Ce fut une extraordinaire dégustation KRUG, préparée soigneusement en couples rassemblés de vins de collection : 1981-1982, 1961-1962. Toutes les typicités étaient exaltées. Tout était à la fois quintessence de personnalité et magnifique fondu. Le millésime, et plus encore comme ici jusqu’aux plus magnifiques, est à la fois expression d’une année, et celle du « mariage KRUG », à la fois façon, art de faire, et, encore une fois et toujours, le style. C’était une apothéose, tout à fait, et notre Président put remercier et exalter la qualité d’une famille que l’on retrouve si bien dans son vin. Dans nos visites, nous avons bien pu sentir ce qui fait le ciment et la qualité irremplaçable de la Champagne, faite à la fois d’authentiques vignerons et d’un négoce qu’ailleurs on pourrait discuter et décrier mais qui est dans une même authenticité, lorsqu’il est représenté par de tels mainteneurs d’exigence et de tradition que ceux qui nous y ont reçus.
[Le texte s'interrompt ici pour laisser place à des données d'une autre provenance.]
PR #12448, opened 2018-03-12
Polish: method names should comply with a naming convention

igor-suhorukov:


philwebb:
Errgh. How did we miss that one :)

igor-suhorukov:
@philwebb sonar found it

PR #12449, opened 2018-03-12
Polish: by contract "Iterator.next()" methods should throw NoSuchElementException

igor-suhorukov:


philwebb:
I don't think this one is necessary because the underlying `Enumeration` will throw the `NoSuchElementException`.

PR #12460, opened 2018-03-13
Use DEFAULT_MESSAGE in AbstractHealthIndicator()

izeye:
This PR changes to use `DEFAULT_MESSAGE` in `AbstractHealthIndicator()` as based on its Javadoc it looks intended to use `DEFAULT_MESSAGE`.


philwebb:
I think this actually fine as it is. It seems like `null` is a legitimate indication that the default message should be used and we check for that when we [log it](https://github.com/spring-projects/spring-boot/blob/ca7b2305218ca1790d9c1ba59256e8abf3369b88/spring-boot-project/spring-boot-actuator/src/main/java/org/springframework/boot/actuate/health/AbstractHealthIndicator.java#L89).

Thanks anyway.

PR #12472, opened 2018-03-14
Polish: avoid check class by string name

igor-suhorukov:


philwebb:
Looks like the String based compare was added in 03a6f97e76e7b82deb6275cb6185a5b6ee1ad79d. @bclozel can you review? We hare changing the behavior if we merge this because the previous check was an exact instance match, not a `isAssignableFrom`.

bclozel:
Hello @igor-suhorukov 
I'd like to merge this but I can't checkout this change since the commit is not present on your fork anymore.

bclozel:
Never mind!
This was merged with 4c61d8abfe.
Thanks!

PR #12475, opened 2018-03-14
Replace Mockito.times(0) with Mockito.never()

dreis2211:
Hi,

this PR replaces occurences of `Mockito.times(0)` with `Mockito.never()`.

Let me know what you think.

Cheers,
Christoph


philwebb:
Nice one. I've merged this to master.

Le déjeuner d’adieu se fit à la maison du Vigneron, à SAINT YMOGES, bien sûr encore et toujours exaltation du Champagne. Après la dégustation verticale de la veille chez les KRUG, nous eûmes une dégustation horizontale des LECLERC-BRIANT : LECLERC-BRIANT les Crayères en apéritif, LECLERC-BRIANT Clos des Champions sur le croustillant de Coquilles Saint-Jacques, LECLERC-BRIANT les Chèvres pierreuses, toujours Cumières, sur les fromages, un récital, un festival, que vint clore en final un POL-ROGER millésimé 88 magnifique. Nous ne pouvions plus que rendre grâces. Demander grâces aussi. J’en connais qui révèrent d’un improbable verre de vin rouge après une telle cure de trois jours! Mais quel éblouissement surtout. J’en garde aussi qu’on croit toujours tout connaître d’un vin merveilleux mais simple que serait le Champagne. Mais on découvre toujours plus, et mieux, en Champagne et chez les Champenois. On croit que tout y est simple unité, comme s’il s’agissait après tout d’un même vin à effervescence !

Et pourtant, quelle richesse, quelle diversité. Que de beautés. Un seul vin et déjà trois cents crus. C’est comme si on pouvait risquer d’oublier de dire que le Champagne c’est du vin. Et quel vin! Merci à vous tous les Champenois qui vous êtes dévoués à nous laisser ce grand souvenir pétillant, autour de nos chers Confrères Christian DE BILLY, Pascal LECLERC-BRIANT, mon filleul Rémi KRUG, qui ont su tous les trois avec vous tous, cristalliser en parfaite réussite ce voyage A.I.V. millésime 95 dans notre beau pays.